Hoy, alegres como estamos por la victoria, debemos reconocer que este es el primer paso de una lucha democrática que solo cesará cuando Chávez y su banda abandonen el poder. Además, el resultado muestra una vez más que los venezolanos seguimos divididos en dos toletes, aunque el campo opositor sea mayoría clara. Los líderes del bloque del NO en un gesto republicano y muy venezolano, tendieron la mano del diálogo y la reconciliación; más allá de sus palabras aceptando la victoria del NO, podemos estar seguros que Chávez muy pronto volverá a sus acostumbradas maneras insultantemente autoritarias. Ya advirtió que no cejará en sus intenciones de implantar su modelo, a pesar de reconocer que, entre el resultado de las presidenciales hace un año y el referendo del 2, perdió nada menos que tres millones de votos. Quedó muy bien por cierto el discurso post-mortem del general Baduel, advirtiendo que debemos estar alertas para impedir que se nos intente meter gato por liebre en especial con el uso de las Leyes Habilitantes, otorgadas a Chávez por su complaciente parlamento. No hay que olvidar que nos enfrentamos a un militar autócrata que no posee pueblo sino masa; que no tiene a su lado intelectuales sino adulantes; que no se rodea de tecnócratas sino de asaltantes del erario público.
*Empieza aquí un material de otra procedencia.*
PR #1649, opened 2024-07-29
Make number representations compatible with Wasm

OlivierNicole:
This is best reviewed commit by commit. It adds a number of missing conversions, and other changes that have been performed in Wasm_of_ocaml in order to expose number-manipulating functions that are compatible with both the JS and Wasm backends.

This is part of a series of PRs intending to reduce the diff between js_of_ocaml and wasm_of_ocaml.


compiler/lib/effects.ml
```diff
@@ -390,7 +390,7 @@ let cps_last ~st ~alloc_jump_closures pc ((last, last_loc) : last * loc) ~k :
                         ( x'
                         , Prim
                             ( Extern "caml_maybe_attach_backtrace"
-                            , [ Pv x; Pc (Int (if force then 1l else 0l)) ] ) )
+                            , [ Pv x; Pc (Int (Regular, if force then 1l else 0l)) ] ) )
```
hhugo, line 393: Shouldn't this be native ?

compiler/lib/effects.ml
```diff
@@ -466,11 +466,12 @@ let cps_instr ~st (instr : instr) : instr =
       Let (x, Closure (params @ [ k ], cont))
   | Let (x, Prim (Extern "caml_alloc_dummy_function", [ size; arity ])) -> (
       match arity with
-      | Pc (Int a) ->
+      | Pc (Int (_, a)) ->
           Let
```
hhugo, line 470: Maybe assert that kind is Regular

compiler/lib/effects.ml
hhugo: ignore this

compiler/lib/eval.ml
```diff
@@ -33,21 +33,21 @@ module Int = Int32
 
 let int_binop l f =
   match l with
-  | [ Int i; Int j ] -> Some (Int (f i j))
+  | [ Int (_, i); Int (_, j) ] -> Some (Int (Regular, f i j))
```
hhugo, line 36: Why don't we check equality of kind and forward it ?

compiler/lib/eval.ml
```diff
@@ -33,21 +33,21 @@ module Int = Int32
...
   | _ -> None
 
 let shift l f =
   match l with
-  | [ Int i; Int j ] -> Some (Int (f i (Int32.to_int j land 0x1f)))
+  | [ Int (_, i); Int (_, j) ] -> Some (Int (Regular, f i (Int32.to_int j land 0x1f)))
```
hhugo, line 41: Same here, we could check equality of kind and forward it to the rhs

compiler/lib/code.ml
```diff
@@ -358,14 +358,19 @@ module Native_string = struct
...
+
 type constant =
   | String of string
   | NativeString of Native_string.t
   | Float of float
   | Float_array of float array
   | Int64 of int64
   | Tuple of int * constant array * array_or_not
-  | Int of int32
+  | Int of int_kind * int32
```
hhugo, line 373: Have you considered just adding two new constructors: Int32 and NativeInt to constant ? I feel the end result would be nicer and less error prone.

vouillon: That might be nicer indeed!

So, we need to change `Parse_bytecode.Constants.parse` and `Ocaml_compiler.constant_of_const` so that when producing JavaScript code, we convert `int32` and `nativeint` into regular `int` early and then only deal with regular integer. Then, functions `int_bin_op` and `shift` only have to deal with regular integers.

@OlivierNicole Do you want to give it a try?

vouillon: We can have a commit that just adds these two constructors here. And, then, the target specific code would be in #1655.

OlivierNicole: > @OlivierNicole Do you want to give it a try?

@vouillon Sure, I’ll do it.

OlivierNicole: @hhugo I have modified the relevant commit to implement your suggestion.

compiler/lib/code.mli
```diff
@@ -181,9 +181,11 @@ type constant =
   | NativeString of Native_string.t
   | Float of float
   | Float_array of float array
+  | Int of int32
+  | Int32 of int32  (** Only produced when compiling to WebAssembly. *)
```
hhugo, line 185: I was expecting that Int32 and NativeInt would be used regardless of the backend and that generate would translate all to int.

OlivierNicole: That is an option. One disadvantage of doing it that way is that then, functions like `int_bin_op` and `shift` in `Eval` have to deal with three types of integers instead of one.

On the other hand that is a rather small disadvantage. @vouillon Do you see other reasons not to produce `Int32` and `NativeInt` constructors when producing Javascript?

compiler/lib/eval.ml
vouillon: With JSOO, integer conversion functions are turned into the identity. So, a binary operation can have any kind of integer as argument. But the output is definitively a regular integer.

compiler/lib/code.mli
vouillon: I think it's a good thing to make it explicit that all these different integers share the same representation in JSOO.
In particular, it is clear that `int_bin_op` is correct and handles all the possible cases. Otherwise, since integer conversion functions are the identity, this function would have to deal with the three types of integers indeed, which could be somewhat confusing.

OlivierNicole: I tend to be convinced by @vouillon's argument.

compiler/lib/eval.ml
```diff
@@ -332,10 +342,12 @@ let the_cond_of info x =
     info
     (fun x ->
       match Flow.Info.def info x with
-      | Some (Constant (Int 0l)) -> Zero
+      | Some (Constant (Int 0l | Int32 0l | NativeInt 0n)) -> Zero
```
hhugo, line 345: Do we really want to treat `Int32 0` and `NativeInt 0` as zero ?

compiler/lib/parse_bytecode.ml
```diff
@@ -515,7 +515,7 @@ end = struct
     | Float_array _ -> false
     | Int64 _ -> false
     | Tuple _ -> false
-    | Int _ -> true
+    | Int _ | Int32 _ | NativeInt _ -> true
```
hhugo, line 518: Do we really want to inline Int32 and NativeInt in wasmoo ?

compiler/lib/parse_bytecode.ml
```diff
@@ -1554,7 +1554,17 @@ and compile infos pc state instrs =
...
         if debug_parser () then Format.printf "%a = %a[%d]@." Var.print x Var.print y n;
-        compile infos (pc + 2) state ((Let (x, Field (y, n)), loc) :: instrs)
+        compile
+          infos
+          (pc + 2)
+          state
+          (( Let
+               ( x
+               , Prim
+                   ( Extern "caml_floatarray_unsafe_get"
```
hhugo, line 1564: I wouldn't it be cleaner to extend the `Field` constructor  with some additional information ? Float | NonFloat ?

compiler/lib/parse_bytecode.ml
```diff
@@ -1628,7 +1638,13 @@ and compile infos pc state instrs =
           infos
           (pc + 2)
           (State.pop 1 state)
-          ((Let (x, const 0l), loc) :: (Set_field (y, n, z), loc) :: instrs)
+          (( Let
+               ( x
+               , Prim
+                   ( Extern "caml_floatarray_unsafe_set"
```
hhugo, line 1644: same here, we could extend set_field with additional information.

compiler/lib/parse_bytecode.ml
OlivierNicole: That would be cleaner. I’m on it, it will take me a bit of work.

OlivierNicole: Done

hhugo:
Thanks. Looks good.
Can you fix the CI and squash the fixup ?

hhugo:
> Done. It looks like the failing test will only work if I integrate the single commit from #1650, which redefines `Js.number_t` as being `Js.number Js.t`.
> 
> This may break programs that do not perform explicit float conversions yet.

I removed the last commit, and fixed the hypertree example to use number_t

OlivierNicole:
Thank you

El movimiento de Chávez no posee una sola victoria que destacar en el frente estudiantil, obrero o profesional; eso sí, le sobra dinero petrolero para intentar comprar conciencias de una masa empobrecida, envilecida y engañada. Pero el domingo ni siquiera por eso el barinés pudo obtener el cheque en blanco autoritario que su ego desbocado exigía.
Hace tres semanas Juan Carlos I evidentemente perdió la paciencia. En ese trance estamos, cada día que pasa, más y más venezolanos, ahora que la careta autoritaria se le cayó al autócrata militar con su desafortunado proyecto de reforma. Por fin el número de opositores pudo superar a la odiosa maquinaria ventajista (gracias al CNE) y clientelista (gracias al dinero petrolero) que el chavismo ha construido en estos años en el poder. El 2 de diciembre se demostró que por la vía electoral sí se puede mandar a callar al nefasto Hugo Chávez. A pesar de los alaridos histéricos de Fidel y Chávez hace pocos días, anunciando una vez más magnicidios y golpes imperialistas, los venezolanos derrotamos a Chávez y a Fidel con votos, no con balas.
El estallido de alegría de millones de venezolanos el lunes en la madrugada puede resumirse en uno de los lemas usados en sus marchas por nuestros jóvenes, auténticos héroes de esta histórica jornada: -¿Quiénes somos? Estudiantes. ¿Qué queremos? Libertad.